Imagine that you decide that it is time to get married soon. You go out and buy a new outfit, new shoes, and expensive after-shave. You select a demographically-correct singles bar because this, you decide, is the place where the woman* of your dreams will probably hang out.
You sit on the deck, watching the beautiful sun slowly dip down into the horizon, and suddenly you spot a beautiful young lady that seems equally delighted by this magnificent sunset. You march up to her and say: “Hi, I’m Stan the Man, and I am the most successful and well-dressed rep in my company. That sunset that you were so admiring is caused by all the little particles of pollution that cause the deep red colour, and the light particles travelled more than 150 million kilometres to get here. That took only eight minutes, but without those rays there would be no photosynthesis for plants, and we would all die of oxygen deprivation and starvation in the next few months. By the way, will you marry me?”

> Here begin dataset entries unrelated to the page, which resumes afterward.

PR #5482, opened 2026-08-31
hacky-fix(glassbr): Avoid double-inserting quantities

balacij:
Contributes to #5478

This changes `stable/` (semantically erroneously) but technically correctly because we have two separate concepts of annealed, fully tempered, and heat strengthened glass and each have an abbreviation. For each, we have a `CI` (which has a noun phrase and an abbreviation) and a `ConceptChunk` (which has a noun phrase, an abbreviation, and a description). The reason why we have both is because we want to have a Haskell-type-level guarantee that a the chunk representing these types of glass _have an abbreviation_. The `ConceptChunk` does not strictly guarantee that. Only that it _might_ have one. The `CI`, however, does.

So, what's the solution? We can either "cheat" by filtering out duplicate abbreviations before building the Table of Abbreviations and Acronyms even if they come from chunks with different `UID`s, or we can revisit the ontology. The first is a hack that can mask other logical issues (e.g., same abbreviations but actually-different-concepts) and the second is time-consuming (an issue I'd rather punt to later). I would personally prefer having the duplicate abbreviations for now until we have (2) dealt with correctly.

Along the way, we also remove a duplicate chunk instance (glass / idglass).


smiths:
This seems very odd to me.  Why do we have to have two separate concepts of annealed etc.?  Why can't we have one concept?  Why not just use `CI`?  If they truly are different concepts, when they should have different abbreviations.

samm82:
Echoing Dr. Smith's comment here, but in favour of keeping the `ConceptChunk` (since it has more information: the description, etc.) - my big question is _why_ do "we want to have a Haskell-type-level guarantee that the chunk representing these types of glass _has an abbreviation_"? (NB: There's a good chance I'm missing important context here, but I did my best to check related issues and search the repo. 😅)

I probably haphazardly started on the "time-consuming" second solution Jason mentioned in the original issue, but out of curiosity, I was able to (locally) completely remove the `CI` versions of these glass types by replacing `abrv` with `(fromMaybe "") . getA`. I realize this is probably hacky, but I think the crux of the issue here is that we "build a mapping" between these glass types and their associated glass type factors manually:

https://github.com/JacquesCarette/Drasil/blob/c621c01fbe96a04423e259cacc89dc5e56b426a7/code/drasil-example/glassbr/lib/Drasil/GlassBR/Concepts.hs#L189-L190

This gives us the desired abbreviations, but later we want these abbreviations as strings so we can build an expression out of them: 

https://github.com/JacquesCarette/Drasil/blob/c621c01fbe96a04423e259cacc89dc5e56b426a7/code/drasil-example/glassbr/lib/Drasil/GlassBR/Unitals.hs#L116-L117

I was originally (and naively) going to investigate redefining `glassType` to only contain the mappings between value and abbreviation (assuming that it doesn't use any other information about the glass types elsewhere), but I haven't started yet since a better fix would probably be to encode the relation between these glass types and their factors directly, potentially by defining them as `RelationConcept`s or `EquationalModel`s.

https://github.com/JacquesCarette/Drasil/blob/c621c01fbe96a04423e259cacc89dc5e56b426a7/code/drasil-theory/lib/Theory/Drasil/RelationConcept.hs#L15
https://github.com/JacquesCarette/Drasil/blob/c621c01fbe96a04423e259cacc89dc5e56b426a7/code/drasil-theory/lib/Theory/Drasil/ModelKinds.hs#L35

Just my (potentially ill-informed) thoughts that I thought I'd leave here in case they inspire anything! 😁

smiths:
Thanks @samm82.  I am fine with using `ConceptChunk` instead of `CI`, if that is better.  I'm just hoping to have one place where we capture the information, and only one version of each abbreviation in our tables.  :smile:

balacij:
@samm82 Thank you for looking into this! The only other relevant discussion is https://github.com/JacquesCarette/Drasil/pull/5148#discussion_r3408969000 , where we discussed the exact code you referenced.

Switching to the `ConceptChunk` would mean that we replace the `abrv` usage above with a `fromMaybe`. Personally, I would prefer using `fromMaybe` in the code over having the duplicate abbreviations appear in the generated artifacts.

Note that once #5414 is merged, a lot of `CI`s will be deleted. In which case, we can (and should) review what `CI`s are left over and whether they should be `CI`s or not. For example, the above found glass variants and recent discussion on #3472.

Aside: I guess this isn't really a 'partial' fix more than it is a 'hacky fix'.

JacquesCarette:
`fromMaybe` is a super hacky code level fix that isn't trying to figure out what the semantics here ought to be.

We're probably being too 'literal' / display-oriented when we talk 'abbreviation'. That's the phenomenological view of the output in our artifacts. We need to figure out the *meaning* behind those abbreviations, and then create a chunk type that captures that meaning.

So I'm not going to merge this as is, it needs more thinking.

balacij:
I agree that neither this PR nor the two other proposed hacks are suitable, but this is a blocker for #5478. Are we willing to accept a backwards step here? If so, are any of the following fine?

1. Accepting this PR as it is. We accept that we now generate a bad Table of Abbreviations and Acronyms that contains duplicate short forms.
2. (1) but with a visual-hack-fix that filters out duplicate short forms if they are associated with the same noun phrase. If we do this, we should at least output a warning message that this happened. We will need an `Eq` instance for `NP`.
3. Removing the `CI`s, referring to the abbreviations from the `ConceptChunk`s and using `fromMaybe`.

code/stable/glassbr/SRS/Jupyter/GlassBR_SRS.ipynb
```diff
@@ -147,13 +147,16 @@
         "|:--- |:--- |\n",
         "|A|Assumption|\n",
         "|AN|Annealed|\n",
+        "|AN|Annealed|\n",
```
JacquesCarette, line 150: I was almost leaning towards accepting this hacky "fix" until I noticed double entries... and that's too much!

JacquesCarette (changes requested):

samm82:
> 3. Removing the `CI`s, referring to the abbreviations from the `ConceptChunk`s and using `fromMaybe`.

If we choose to go with this option, I have a commit I can clean up and push, but only if that won't make things more complicated than they already are in trying to figure out how to address this PR! 😅

balacij:
Thank you @samm82 ! It actually turns out we can remove the references to the `CI`s that have them appear in the ToAA too (creating the duplicate entries). It's not a "real" fix to the greater ontological issue, but it at least works for us with the greater goal of getting #5478 merged.

code/stable/glassbr/SRS/Jupyter/GlassBR_SRS.ipynb
balacij: Found out we can remove the cause of the duplicate entries directly (by removing the references to the `CI`s): 75fd129147c37cb2422427a0370c41ccb7d809f5

JacquesCarette (approved):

You see the crazy look on her face, and decide maybe it would be better to move on to someone else. So you try another lady, and when you are rejected, you repeat the strategy for every other woman in the room. When that fails, you think that since you invested so much in the outfit, the shoes and the after-shave, perhaps you better start asking some of the men too. As you walk away, beaten and disappointed, you blame the suit, the shoes, and the after- shave.
But you never question the strategy.
Yet this is what I see most companies doing in their marketing strategy. “Let’s create some beautiful ads,” they say, “And then we’ll broadcast them as widely as possible, and see what happens.” And when it all fails, they blame the ads, and the sales reps. But they never question the strategy!
Imagine the same scenario at the singles bar, but this time you gently walk up to the beautiful young lady and say, “Isn’t this just breathtaking?” And as she looks at you, you follow-up by saying, “It’s so tranquil and beautiful I try to come here and enjoy it as often as I can. How come I’ve never seen you here before?” Better chance of success, right? And it improves as you put in more effort to get to know her better, to truly listen to her, to pay her lots of compliments, to do the things she wants to do, and to overlook the little idiosyncrasies.